_Data to process_
=== Section Start ===

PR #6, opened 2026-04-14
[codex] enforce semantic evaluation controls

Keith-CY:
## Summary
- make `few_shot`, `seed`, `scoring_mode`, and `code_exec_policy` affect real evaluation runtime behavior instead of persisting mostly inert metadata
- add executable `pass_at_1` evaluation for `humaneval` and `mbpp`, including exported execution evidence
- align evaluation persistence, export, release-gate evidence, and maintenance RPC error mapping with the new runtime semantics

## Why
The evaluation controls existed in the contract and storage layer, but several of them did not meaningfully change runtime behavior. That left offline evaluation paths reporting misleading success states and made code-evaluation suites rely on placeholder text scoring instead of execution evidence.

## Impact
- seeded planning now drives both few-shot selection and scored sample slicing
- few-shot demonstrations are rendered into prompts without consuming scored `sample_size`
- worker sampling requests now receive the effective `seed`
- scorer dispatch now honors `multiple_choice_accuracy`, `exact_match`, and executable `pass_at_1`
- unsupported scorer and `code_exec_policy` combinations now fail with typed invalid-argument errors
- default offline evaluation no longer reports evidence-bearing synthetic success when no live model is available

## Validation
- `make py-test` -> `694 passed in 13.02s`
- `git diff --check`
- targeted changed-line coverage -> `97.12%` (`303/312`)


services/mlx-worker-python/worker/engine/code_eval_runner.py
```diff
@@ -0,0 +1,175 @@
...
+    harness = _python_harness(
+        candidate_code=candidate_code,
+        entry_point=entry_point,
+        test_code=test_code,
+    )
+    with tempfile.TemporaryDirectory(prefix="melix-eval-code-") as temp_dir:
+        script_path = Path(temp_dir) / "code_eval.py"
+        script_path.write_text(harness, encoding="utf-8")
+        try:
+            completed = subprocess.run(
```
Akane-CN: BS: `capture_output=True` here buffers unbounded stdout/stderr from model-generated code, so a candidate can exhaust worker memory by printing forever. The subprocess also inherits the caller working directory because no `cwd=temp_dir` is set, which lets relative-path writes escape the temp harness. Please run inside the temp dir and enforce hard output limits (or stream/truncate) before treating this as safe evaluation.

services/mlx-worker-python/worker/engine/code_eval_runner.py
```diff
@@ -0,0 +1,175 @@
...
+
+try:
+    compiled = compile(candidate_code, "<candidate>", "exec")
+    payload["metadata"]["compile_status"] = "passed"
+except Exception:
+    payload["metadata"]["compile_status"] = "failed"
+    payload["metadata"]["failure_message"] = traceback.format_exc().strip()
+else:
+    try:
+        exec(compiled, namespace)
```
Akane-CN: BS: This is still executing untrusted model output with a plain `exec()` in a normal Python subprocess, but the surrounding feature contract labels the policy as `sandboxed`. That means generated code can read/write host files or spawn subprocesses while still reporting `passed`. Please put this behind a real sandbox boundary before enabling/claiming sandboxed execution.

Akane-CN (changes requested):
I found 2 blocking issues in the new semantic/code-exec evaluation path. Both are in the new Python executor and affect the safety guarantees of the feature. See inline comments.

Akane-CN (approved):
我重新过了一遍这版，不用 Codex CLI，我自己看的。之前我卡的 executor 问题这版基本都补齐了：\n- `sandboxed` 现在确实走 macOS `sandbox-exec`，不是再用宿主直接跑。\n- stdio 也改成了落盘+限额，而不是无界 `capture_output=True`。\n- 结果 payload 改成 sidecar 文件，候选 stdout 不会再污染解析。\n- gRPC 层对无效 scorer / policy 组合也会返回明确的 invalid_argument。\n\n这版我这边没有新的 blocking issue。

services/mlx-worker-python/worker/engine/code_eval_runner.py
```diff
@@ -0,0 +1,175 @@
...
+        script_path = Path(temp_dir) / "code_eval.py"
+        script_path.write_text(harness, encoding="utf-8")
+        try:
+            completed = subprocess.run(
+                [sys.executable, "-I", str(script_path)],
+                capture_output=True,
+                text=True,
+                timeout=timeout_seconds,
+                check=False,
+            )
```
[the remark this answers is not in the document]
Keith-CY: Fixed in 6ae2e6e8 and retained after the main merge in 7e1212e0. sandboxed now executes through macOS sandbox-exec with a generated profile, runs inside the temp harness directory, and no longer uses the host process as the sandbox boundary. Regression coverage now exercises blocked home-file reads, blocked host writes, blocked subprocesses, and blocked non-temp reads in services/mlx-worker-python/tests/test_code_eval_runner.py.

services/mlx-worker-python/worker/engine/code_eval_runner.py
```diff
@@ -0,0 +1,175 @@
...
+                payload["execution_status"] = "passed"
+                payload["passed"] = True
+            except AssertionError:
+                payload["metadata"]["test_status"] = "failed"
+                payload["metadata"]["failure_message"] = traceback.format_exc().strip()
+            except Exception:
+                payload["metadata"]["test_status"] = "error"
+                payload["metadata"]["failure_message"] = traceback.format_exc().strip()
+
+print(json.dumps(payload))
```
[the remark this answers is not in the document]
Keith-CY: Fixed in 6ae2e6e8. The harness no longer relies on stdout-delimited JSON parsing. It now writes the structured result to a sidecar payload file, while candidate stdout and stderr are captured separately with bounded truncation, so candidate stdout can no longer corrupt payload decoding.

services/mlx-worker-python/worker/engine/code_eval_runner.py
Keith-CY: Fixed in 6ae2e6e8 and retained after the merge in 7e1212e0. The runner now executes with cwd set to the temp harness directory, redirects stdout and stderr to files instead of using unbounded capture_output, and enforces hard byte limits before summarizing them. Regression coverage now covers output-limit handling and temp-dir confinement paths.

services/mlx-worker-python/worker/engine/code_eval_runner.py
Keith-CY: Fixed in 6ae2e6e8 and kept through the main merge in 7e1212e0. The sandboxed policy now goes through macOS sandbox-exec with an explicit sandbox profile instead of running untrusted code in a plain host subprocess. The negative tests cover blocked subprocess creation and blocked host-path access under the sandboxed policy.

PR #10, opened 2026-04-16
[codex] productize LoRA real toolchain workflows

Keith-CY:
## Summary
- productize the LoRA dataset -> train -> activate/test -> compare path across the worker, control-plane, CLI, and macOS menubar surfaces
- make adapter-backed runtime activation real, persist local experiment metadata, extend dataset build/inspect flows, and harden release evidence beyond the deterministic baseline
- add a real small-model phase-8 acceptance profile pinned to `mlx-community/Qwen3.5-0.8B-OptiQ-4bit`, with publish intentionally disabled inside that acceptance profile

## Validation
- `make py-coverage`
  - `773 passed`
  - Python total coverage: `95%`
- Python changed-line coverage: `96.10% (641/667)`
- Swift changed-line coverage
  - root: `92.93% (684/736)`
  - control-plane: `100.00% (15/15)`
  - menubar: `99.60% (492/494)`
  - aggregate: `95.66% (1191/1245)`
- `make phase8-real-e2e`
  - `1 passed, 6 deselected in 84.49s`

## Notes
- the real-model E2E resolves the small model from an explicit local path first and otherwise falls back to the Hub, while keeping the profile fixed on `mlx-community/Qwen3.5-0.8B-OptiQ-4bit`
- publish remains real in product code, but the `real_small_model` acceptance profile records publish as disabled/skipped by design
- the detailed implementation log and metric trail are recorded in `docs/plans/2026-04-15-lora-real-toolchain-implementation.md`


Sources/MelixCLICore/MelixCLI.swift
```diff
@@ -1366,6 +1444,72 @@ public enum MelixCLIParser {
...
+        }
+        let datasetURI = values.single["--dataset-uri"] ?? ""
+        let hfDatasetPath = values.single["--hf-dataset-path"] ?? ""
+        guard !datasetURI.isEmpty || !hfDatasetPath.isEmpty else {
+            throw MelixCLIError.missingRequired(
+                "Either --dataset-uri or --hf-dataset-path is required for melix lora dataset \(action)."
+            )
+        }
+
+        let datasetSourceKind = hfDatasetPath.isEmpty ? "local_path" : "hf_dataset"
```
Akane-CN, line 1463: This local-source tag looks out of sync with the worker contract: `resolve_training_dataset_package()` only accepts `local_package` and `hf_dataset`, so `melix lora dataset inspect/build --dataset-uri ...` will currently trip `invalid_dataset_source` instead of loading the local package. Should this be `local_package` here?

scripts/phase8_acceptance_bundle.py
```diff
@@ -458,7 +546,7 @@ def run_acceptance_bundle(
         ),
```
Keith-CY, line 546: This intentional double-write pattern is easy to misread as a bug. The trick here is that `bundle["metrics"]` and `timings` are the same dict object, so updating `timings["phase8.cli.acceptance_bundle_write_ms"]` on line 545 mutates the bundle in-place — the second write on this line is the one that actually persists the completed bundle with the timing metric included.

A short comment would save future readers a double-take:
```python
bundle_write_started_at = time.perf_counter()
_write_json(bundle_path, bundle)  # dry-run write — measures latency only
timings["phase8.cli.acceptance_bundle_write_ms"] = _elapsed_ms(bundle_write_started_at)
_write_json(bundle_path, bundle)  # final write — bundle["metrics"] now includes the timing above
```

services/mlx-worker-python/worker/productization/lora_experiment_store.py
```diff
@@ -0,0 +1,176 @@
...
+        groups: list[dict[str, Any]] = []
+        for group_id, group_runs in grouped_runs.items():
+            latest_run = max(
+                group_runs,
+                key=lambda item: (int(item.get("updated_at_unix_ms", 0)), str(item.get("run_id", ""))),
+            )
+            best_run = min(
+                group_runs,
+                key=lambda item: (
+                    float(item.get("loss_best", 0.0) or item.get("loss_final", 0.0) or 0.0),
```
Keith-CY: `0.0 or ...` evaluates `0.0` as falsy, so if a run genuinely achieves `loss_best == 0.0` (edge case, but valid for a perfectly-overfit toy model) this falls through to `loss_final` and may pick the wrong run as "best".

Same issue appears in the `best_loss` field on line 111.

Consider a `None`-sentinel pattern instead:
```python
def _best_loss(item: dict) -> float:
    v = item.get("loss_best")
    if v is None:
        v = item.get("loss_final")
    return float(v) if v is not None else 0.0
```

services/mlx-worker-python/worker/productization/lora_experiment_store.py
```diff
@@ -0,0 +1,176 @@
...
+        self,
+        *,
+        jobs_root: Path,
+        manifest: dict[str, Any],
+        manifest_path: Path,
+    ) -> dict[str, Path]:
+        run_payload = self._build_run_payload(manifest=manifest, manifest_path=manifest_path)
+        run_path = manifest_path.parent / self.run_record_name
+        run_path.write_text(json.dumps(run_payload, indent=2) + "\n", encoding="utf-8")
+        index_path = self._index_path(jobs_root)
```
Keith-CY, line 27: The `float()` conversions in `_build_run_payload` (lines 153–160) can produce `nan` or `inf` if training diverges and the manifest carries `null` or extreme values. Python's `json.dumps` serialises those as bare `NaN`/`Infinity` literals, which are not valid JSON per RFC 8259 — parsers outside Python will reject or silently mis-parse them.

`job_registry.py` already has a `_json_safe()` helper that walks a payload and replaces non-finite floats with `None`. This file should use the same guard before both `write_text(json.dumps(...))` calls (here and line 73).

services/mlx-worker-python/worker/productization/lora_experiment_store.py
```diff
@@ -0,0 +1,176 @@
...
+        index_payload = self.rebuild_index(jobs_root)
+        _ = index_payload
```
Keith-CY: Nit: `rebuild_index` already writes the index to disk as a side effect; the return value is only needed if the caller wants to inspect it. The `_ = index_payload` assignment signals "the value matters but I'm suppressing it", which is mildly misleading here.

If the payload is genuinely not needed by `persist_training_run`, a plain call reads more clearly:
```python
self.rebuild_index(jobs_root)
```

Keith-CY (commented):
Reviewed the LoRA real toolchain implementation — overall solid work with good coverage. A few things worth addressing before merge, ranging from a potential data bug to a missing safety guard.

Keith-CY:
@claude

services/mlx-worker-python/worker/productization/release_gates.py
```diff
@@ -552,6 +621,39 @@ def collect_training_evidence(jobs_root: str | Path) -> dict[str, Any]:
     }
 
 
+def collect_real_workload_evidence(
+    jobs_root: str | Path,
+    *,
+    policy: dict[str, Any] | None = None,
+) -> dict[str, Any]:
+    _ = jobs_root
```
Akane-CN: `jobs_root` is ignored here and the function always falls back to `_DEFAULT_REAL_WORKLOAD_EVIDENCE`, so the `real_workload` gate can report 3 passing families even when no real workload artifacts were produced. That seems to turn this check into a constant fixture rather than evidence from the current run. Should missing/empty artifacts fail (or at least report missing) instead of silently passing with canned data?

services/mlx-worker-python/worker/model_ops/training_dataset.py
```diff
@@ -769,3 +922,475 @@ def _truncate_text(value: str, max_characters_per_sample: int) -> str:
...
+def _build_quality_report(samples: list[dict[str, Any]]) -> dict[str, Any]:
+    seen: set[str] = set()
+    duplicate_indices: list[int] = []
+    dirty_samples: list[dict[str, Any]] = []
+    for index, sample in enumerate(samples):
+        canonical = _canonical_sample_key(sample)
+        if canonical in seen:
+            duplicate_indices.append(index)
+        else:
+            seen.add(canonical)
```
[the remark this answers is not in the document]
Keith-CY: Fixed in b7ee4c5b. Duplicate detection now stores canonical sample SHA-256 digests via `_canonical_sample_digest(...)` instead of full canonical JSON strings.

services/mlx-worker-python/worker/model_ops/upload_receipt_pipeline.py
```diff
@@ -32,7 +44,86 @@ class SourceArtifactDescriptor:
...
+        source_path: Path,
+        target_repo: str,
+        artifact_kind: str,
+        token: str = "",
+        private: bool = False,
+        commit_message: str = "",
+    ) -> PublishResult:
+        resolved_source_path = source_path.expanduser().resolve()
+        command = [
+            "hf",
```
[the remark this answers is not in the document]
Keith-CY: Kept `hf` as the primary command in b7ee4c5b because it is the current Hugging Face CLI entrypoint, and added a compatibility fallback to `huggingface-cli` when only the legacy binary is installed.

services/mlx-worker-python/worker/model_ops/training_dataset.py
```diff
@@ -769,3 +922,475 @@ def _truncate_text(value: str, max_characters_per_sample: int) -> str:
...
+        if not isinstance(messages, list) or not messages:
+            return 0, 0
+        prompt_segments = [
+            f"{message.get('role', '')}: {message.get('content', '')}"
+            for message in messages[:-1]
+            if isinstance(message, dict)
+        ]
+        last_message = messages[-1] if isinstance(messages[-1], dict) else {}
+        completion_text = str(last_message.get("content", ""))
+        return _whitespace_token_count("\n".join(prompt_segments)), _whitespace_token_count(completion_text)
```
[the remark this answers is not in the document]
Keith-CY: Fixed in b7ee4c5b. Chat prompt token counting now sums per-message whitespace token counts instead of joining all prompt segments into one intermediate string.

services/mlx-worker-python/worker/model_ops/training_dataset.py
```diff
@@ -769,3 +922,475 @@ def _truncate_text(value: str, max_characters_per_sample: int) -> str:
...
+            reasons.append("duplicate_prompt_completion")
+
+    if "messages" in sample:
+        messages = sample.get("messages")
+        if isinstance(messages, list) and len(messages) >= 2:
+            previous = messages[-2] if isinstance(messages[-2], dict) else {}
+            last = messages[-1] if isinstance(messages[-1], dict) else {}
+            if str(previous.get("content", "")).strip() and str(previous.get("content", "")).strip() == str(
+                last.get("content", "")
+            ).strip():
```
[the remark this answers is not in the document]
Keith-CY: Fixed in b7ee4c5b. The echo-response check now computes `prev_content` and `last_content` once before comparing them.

=== Section End ===

_What is being asked_
Precisely reproduce the lines of the entries, beginning at the first and ending at the one containing "- worker sampling". Add nothing.

_Solution for this task_
PR #6, opened 2026-04-14
[codex] enforce semantic evaluation controls

Keith-CY:
## Summary
- make `few_shot`, `seed`, `scoring_mode`, and `code_exec_policy` affect real evaluation runtime behavior instead of persisting mostly inert metadata
- add executable `pass_at_1` evaluation for `humaneval` and `mbpp`, including exported execution evidence
- align evaluation persistence, export, release-gate evidence, and maintenance RPC error mapping with the new runtime semantics

## Why
The evaluation controls existed in the contract and storage layer, but several of them did not meaningfully change runtime behavior. That left offline evaluation paths reporting misleading success states and made code-evaluation suites rely on placeholder text scoring instead of execution evidence.

## Impact
- seeded planning now drives both few-shot selection and scored sample slicing
- few-shot demonstrations are rendered into prompts without consuming scored `sample_size`
- worker sampling requests now receive the effective `seed`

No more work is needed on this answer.